Data are given as number (percentage) of patients unless otherwise indicated. Because of rounding, percentages might not add up to 100 exactly.

^{^b}

Responses included in the other, multiracial, or unknown category include American Indian or Alaska Native, other or multiracial, Middle Eastern, or unknown.

^{^c}

Responses included in other employment include homemaker, medical leave of absence, or other.

^{^d}

See eMethods in Supplement 1 for additional information.

Figure 2. — Female patients initiating dialysis had a lower cumulative incidence of waitlisting than male patients (A), and patients with Black race had the lowest cumulative incidence of waitlisting among all racial groups (B). Patients with full-time employment status had higher cumulative incidence of waitlisting compared with any other employment status, with unemployed and retired patients having the lowest cumulative incidence of waitlisting (C). Patients with a longer duration of predialysis nephrology care had a higher cumulative incidence of waitlisting (D). The other, multiracial, or unknown race group includes American Indian or Alaska Native, other or multiracial, Middle Eastern, or unknown.

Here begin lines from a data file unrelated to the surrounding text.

PR #546, opened 2021-11-06
Do not depend on clock

sol:
This is trading correctness for fewer dependencies.  One immediate
benefit of this change is that we will get GHC 9.2.1 support right now.

The new code uses getCurrentTime, which is not monotonic.  As a
consequence the new behavior is less accurate when:

- A test run spans a leap second
- The system clock is adjusted during a test run

Both of these events are reasonably rare, so I hope this is the right
thing to do.

### DIFF
--- a/hspec-core/src/Test/Hspec/Core/Clock.hs
+++ b/hspec-core/src/Test/Hspec/Core/Clock.hs
@@ -1,4 +1,5 @@
 {-# LANGUAGE GeneralizedNewtypeDeriving #-}
+{-# LANGUAGE CPP #-}
 module Test.Hspec.Core.Clock (
   Seconds(..)
 , toMilliseconds
@@ -13,9 +14,14 @@ import           Prelude ()
 import           Test.Hspec.Core.Compat
 
 import           Text.Printf
-import           System.Clock
 import           Control.Concurrent
 import qualified System.Timeout as System
+
+#if MIN_VERSION_base(4,11,0)
+import qualified GHC.Clock as GHC
+#else
+import           Data.Time.Clock.POSIX
+#endif
 
 newtype Seconds = Seconds Double
   deriving (Eq, Show, Ord, Num, Fractional, PrintfArg)
@@ -27,9 +33,13 @@ toMicroseconds :: Seconds -> Int
 toMicroseconds (Seconds s) = floor (s * 1000000)
 
 getMonotonicTime :: IO Seconds
+#if MIN_VERSION_base(4,11,0)
+getMonotonicTime = Seconds <$> GHC.getMonotonicTime
+#else
 getMonotonicTime = do
-  t <- getTime Monotonic
-  return $ Seconds ((fromIntegral . toNanoSecs $ t) / 1000000000)
+  t <- getPOSIXTime
+  return $ Seconds (realToFrac t)
+#endif
 
 measure :: IO a -> IO (Seconds, a)
 measure action = do
--- a/CHANGES.markdown
+++ b/CHANGES.markdown
@@ -1,3 +1,6 @@
+## Changes in next
+  - Do not depend on `clock`
+
 ## Changes in 2.10.1
   - Support for GHC 9.4.1
   - Generated modules now include an export list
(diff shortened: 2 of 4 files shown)


hspec-core/src/Test/Hspec/Core/Clock.hs
```diff
@@ -28,8 +28,8 @@ toMicroseconds (Seconds s) = floor (s * 1000000)
 
 getMonotonicTime :: IO Seconds
 getMonotonicTime = do
```
soenkehahn, line 30: Maybe this shouldn't be called `getMonotonicTime` anymore, since this is not monotonic anymore. Maybe `getTime`?

soenkehahn:
> Both of these events are reasonably rare, so I hope this is the right thing to do.

Is `getMonotonicTime` only used to measure the speed of tests and display times to the user? If yes, this change doesn't seem bad or dangerous to me.

I'm struggling a bit to understand why this is necessary to support `ghc-9.2` however. Locally I tried to run the `hspec-core` test-suite both from current branch `main` and branch `ghc-9.2.1`, both with `ghc-9.2.1` as the compiler. And both times it builds fine, but the test-suite fails. Here's is the failure message:

```
  test/Test/Hspec/Core/Example/LocationSpec.hs:42:29:
  1) Test.Hspec.Core.Example.Location.extractLocation, with pattern match failure in do expression, in IO, extracts Location
       expected: Just (Location {locationFile = "test/Test/Hspec/Core/Example/LocationSpec.hs", locationLine = 40, locationColumn = 13})
        but got: Nothing
```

Patients waitlisted within 1 year of dialysis initiation were most likely to have had any predialysis nephrology care, including more than 1 year of predialysis care. Dialysis type and setting also differed between groups: those waitlisted within 1 year of dialysis initiation were least likely to initiate dialysis via catheter or use in-center hemodialysis. Although most patients in each group were reported to have been informed about kidney transplantation, this proportion was highest among those waitlisted within 1 year of dialysis initiation (Table 1).

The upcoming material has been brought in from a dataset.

PR #284, opened 2017-03-22
Remove unnecessary dependency on Cartographer.

SirVer:


damonkohler:
Looks like this dependency isn't so unnecessary. Is there a dependency missing in cartographer_ros? Is the dependency graph broken? Travis seems to be producing a believable result.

In unadjusted competing risk regression, older age, female sex, Hispanic ethnicity, Black race, employment statuses other than full-time employment or student, and dialysis initiation after KAS implementation were significantly associated with decreased waitlisting after dialysis initiation, whereas having predialysis nephrology care was associated with increased waitlisting. We next computed an adjusted model, including age at dialysis initiation, sex, ethnicity, race, employment status, ESKD Medicare coverage application, duration of prior nephrology care, and policy era (Table 2). In this adjusted model, higher age (subhazard ratio [SHR], 0.98 per year; 95% CI, 0.97-0.98; P < .001), female sex (SHR, 0.92; 95% CI, 0.90-0.94; P < .001), Hispanic ethnicity (SHR, 0.77; 95% CI, 0.75-0.80; P < .001), Black race (SHR, 0.66; 95% CI, 0.64-0.68; P < .001), and dialysis initiation after KAS (SHR, 0.75; 95% CI, 0.73-0.78; P < .001) were all associated with decreased waitlisting after dialysis initiation (Table 2). Unemployment (SHR, 0.47; 95% CI, 0.45-0.48) and part-time employment (SHR, 0.74; 95% CI, 0.70-0.77) were associated with decreased waitlisting compared with full-time employment, and more than 1 year of predialysis nephrology care was associated with greater waitlisting compared with none (SHR, 1.51; 95% CI, 1.46-1.56) (Table 2). A sensitivity analysis computing logistic regression models with waitlisting within 1 year of dialysis initiation as a binary outcome showed similar results (eTable 3 in Supplement 1).

Table 2. Competing Risk Regression of Association Between Patient Characteristics and Odds of Kidney Transplant Waitlisting Within 1 Year of Dialysis Initiation.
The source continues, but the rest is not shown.